Setelah terdakwa mendapatkan informasi Elektronik tersebut berupa data - data yang berisi nomor kartu kredit, data diri, foto pribadi, foto kartu kreditnya depan belakang, kemudian terdakwa mempergunakan kartu kredit untuk melakukan pembelian online di situs e-commerce dengan menggunakan kartu kredit milik orang lain yaitu : 1. Susan M Durdin, alamat Australia dengan pembelian kamera GoPro seharga 599 AUD di DJ City ; 2. Michael Dillon alamat di Australia, pembelian Kamera GoPro seharga 599 AUD dan Kamera GoPro seharga 708 AUD ; 3. Peter Stevenson, alamat Australia, pembelian 4 k 360 Fly Camera seharga 613.95 AUD ; 4. Megan Hutchinson, Australia dengan pembelian Kamera GoPro seharga 499 AUD ; 5. Olivia Krecichwost, Australia pembelian baju seharga 378.98 AUD ; Megan Jones, Australia, pembelian Kamera GoPro dan asesoris seharga 831 AUD dan baju seharga 379.70 AUD serta banyak lagi barang-barang yang berhubungan dengan kamera. 

Setelah terdakwa mendapatkan barang - barang tersebut yang dibeli nya dengan menggunakan kartu kredit orang lain, kemudian menyuruh Adhitya Rahman (yang dikenal nya melalui status facebook pada Desember 2017 "ready dropper AU," kemudian terdakwa mengirimkan pesan untuk mengajak kerjasama karena Adhitya memiliki dropper/penerima barang di Australia dan terkait keuntungan sesuai dengan keinginan terdakwa). Adhitya lalu mengirimkan nama droppernya yaitu Stevanie Angelina. 

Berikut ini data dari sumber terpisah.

PR #1184, opened 2019-07-08
Drools 4298 - DO_NOT_MERGE - 

gitgabrio:
@manstis @danielezonca @yesamer @Rikkola 

See https://issues.jboss.org/browse/DROOLS-4298

Scope of this pr should be to improve reliability/predictability of drools-wb-webapp behavior.

Namely, the basic idea is that when someone build/starts drools-wb-webapp: 

1. he/she must be sure of which dependency artifact (locally built? remotely downloaded?) is currently using, 
2. he/she must be able to specify the artifact origin (locally built? remotely downloaded?) to use

This is valid *only* for the drools-wb modules (all other artifacts keep following standard rules)

This one has to eventually be merged after 4294

### DIFF
--- a/drools-wb-webapp/pom.xml
+++ b/drools-wb-webapp/pom.xml
@@ -37,6 +37,8 @@
     <errai.jboss.home>${project.build.directory}/wildfly-${version.org.jboss.errai.wildfly}</errai.jboss.home>
     <gwt.helper.includes>Client,BusinessCentral</gwt.helper.includes>
     <gwt.helper.rootDirectories>${project.parent.basedir}/drools-wb-screens</gwt.helper.rootDirectories>
+    <!-- Horrible workaround used to deploy to local-maven-repo dir -->
+    <root-base-dir>${project.parent.basedir}</root-base-dir>
   </properties>
 
   <dependencies>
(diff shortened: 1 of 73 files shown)


jomarko:
@gitgabrio Hi just two comments form me:
- could we please use the format of properties according the existing ones? I mean to use `root.base.dir` rather than `root-base-dir` just for the sake of consistency
- If I read `Horrible workaround` really doesn't make me trust the solution, I would omit the word `Horrible`

pom.xml
```diff
@@ -39,6 +39,10 @@
     <checkstyle.logViolationsToConsole>true</checkstyle.logViolationsToConsole>
     <jacoco.haltOnFailure>true</jacoco.haltOnFailure>
     <spotbugs.failOnViolation>true</spotbugs.failOnViolation>
+    <!-- This property has to be overridden by each module -->
+    <root-base-dir>${project.basedir}</root-base-dir>
```
manstis: Can you not consider using `${maven.multiModuleProjectDirectory}` instead - you'd probably not have to override for every module then either. See https://stackoverflow.com/questions/3084629/finding-the-root-directory-of-a-multi-module-maven-reactor-project for some different approaches. `multiModuleProjectDirectory` seems to work OK as of Maven [3.3.9](https://issues.apache.org/jira/browse/MNG-5786).

gitgabrio: @manstis 
Already tried, of course, but it does not works.

drools-wb-webapp/pom.xml
```diff
@@ -1862,6 +1869,30 @@
...
+<!--    <repository>-->
+<!--      <snapshots>-->
+<!--        <enabled>false</enabled>-->
+<!--      </snapshots>-->
+<!--      <id>central</id>-->
+<!--      <name>Central Repository</name>-->
+<!--      <url>https://repo.maven.apache.org/maven2</url>-->
+<!--    </repository>-->
+<!--  </repositories>-->
+
```
Rikkola: Is this something that will get uncommented at some situations?

pom.xml
```diff
@@ -225,7 +237,133 @@
...
+              <verbose>true</verbose>
+              <!--
+               <regexIgnoredClass>org\.jboss\.errai\.marshalling\.server\.impl\.ServerMarshallingFactory.*</regexIgnoredClass>
+                    <regexIgnoredClass>io\.fabric8\.kubernetes.*</regexIgnoredClass>
+                    <regexIgnoredClass>io\.fabric8\.openshift.*</regexIgnoredClass>
+                    <regexIgnoredClass>com\.sun\.net\.httpserver\..+</regexIgnoredClass>
+                    <regexIgnoredClass>javax\..+</regexIgnoredClass>
+                    <regexIgnoredClass>org\.w3c\.dom\..+</regexIgnoredClass>
+                    <regexIgnoredClass>org\.xml\.sax\..+</regexIgnoredClass>
+              -->
```
Rikkola: Or this?

gitgabrio:
I'll take care of them

Il lun 15 lug 2019, 13:08 Toni Rikkola <notifications@github.com> ha
scritto:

Bahwa terdakwa mengirimkan isi email - email yang merupakan bukti - bukti bahwa barang hasil cardding tersebut terdakwa beli dari situs e-commerce Australia pada saat mengisi di situs e-commerce tersebut terdakwa menulis STEVANIE ANGELINA dengan ID 0420336439 alamat UNIT 108 C ESPRIT BRIDGEHILL.1 MULLER LN.MASCOT NSW 2020 dan 7 VICTORIA ST. PARAMATTA PARK CAIRNS OLD 4870 sebagaimana kesepakatan Dedek dengan Adhitya. Tujuan Dedek mengirimkan email ke Adhitya adalah agar Adhitya mengirimkan bukti email tersebut ke Stevanie untuk mengambil barang hasil cardding tersebut di kantor post Mascot, Australia. Barang - barang yang mayoritas berbentuk kamera dan pakaian tersebut dijual Dedek ke beberapa orang di berbagai tempat.

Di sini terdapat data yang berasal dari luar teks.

PR #1186, opened 2019-07-09
remove illegalTransitiveDependencyCheck override

danielezonca:
Remove override
@gitgabrio @mbiarnes @yesamer

### DIFF
--- a/pom.xml
+++ b/pom.xml
@@ -203,28 +203,6 @@
           </execution>
         </executions>
       </plugin>
-
-      <plugin>
-        <artifactId>maven-enforcer-plugin</artifactId>
-        <version>3.0.0-M1</version>
-        <executions>
-          <execution>
-            <id>enforce-direct-dependencies</id>
-            <phase>verify</phase>
-            <goals>
-              <goal>enforce</goal>
-            </goals>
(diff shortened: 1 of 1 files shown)


danielezonca:
@gitgabrio 
We discovered that even with this configuration this enforcer check has another side effect that for some reason prevent the artifact to be installed
`[INFO] --- maven-install-plugin:2.5.2:install (default-install) @ drools-wb-globals-editor-api ---`
`[INFO] No primary artifact to install, installing attached artifacts instead.`
While disabling it entirely you will see
`[INFO] --- maven-install-plugin:2.5.2:install (default-install) @ drools-wb-globals-editor-api ---`
`[INFO] Installing /home/dzonca/IdeaProjects/KieGroup/drools-wb/drools-wb-screens/drools-wb-globals-editor/drools-wb-globals-editor-api/target/drools-wb-globals-editor-api-7.24.0-SNAPSHOT.jar to /home/dzonca/.m2/repository/org/drools/drools-wb-globals-editor-api/7.24.0-SNAPSHOT/drools-wb-globals-editor-api-7.24.0-SNAPSHOT.jar`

Perbuatan Dedek bersama Adhitya dan Stevanie Angelina (diadili di Australia) dapat diketahui oleh Tim dari Siber Bareskrim Polri yang berawal dari Surat Konsulat Jenderal RI di Sidney perihal kasus Pembelian Online oleh WNI  di Indonesia dengan menggunakan kartu kredit beberapa warga Australia didukung dengan laporan Queensland Police Service Case File Id Magistrates Court serta surat Kemenlu  RI. Pada sidang hari ini (6/11/2018), JPU menghadirkan 5 orang saksi. Agenda sidang mendatang masih pemeriksaan para saksi. (Y CHS).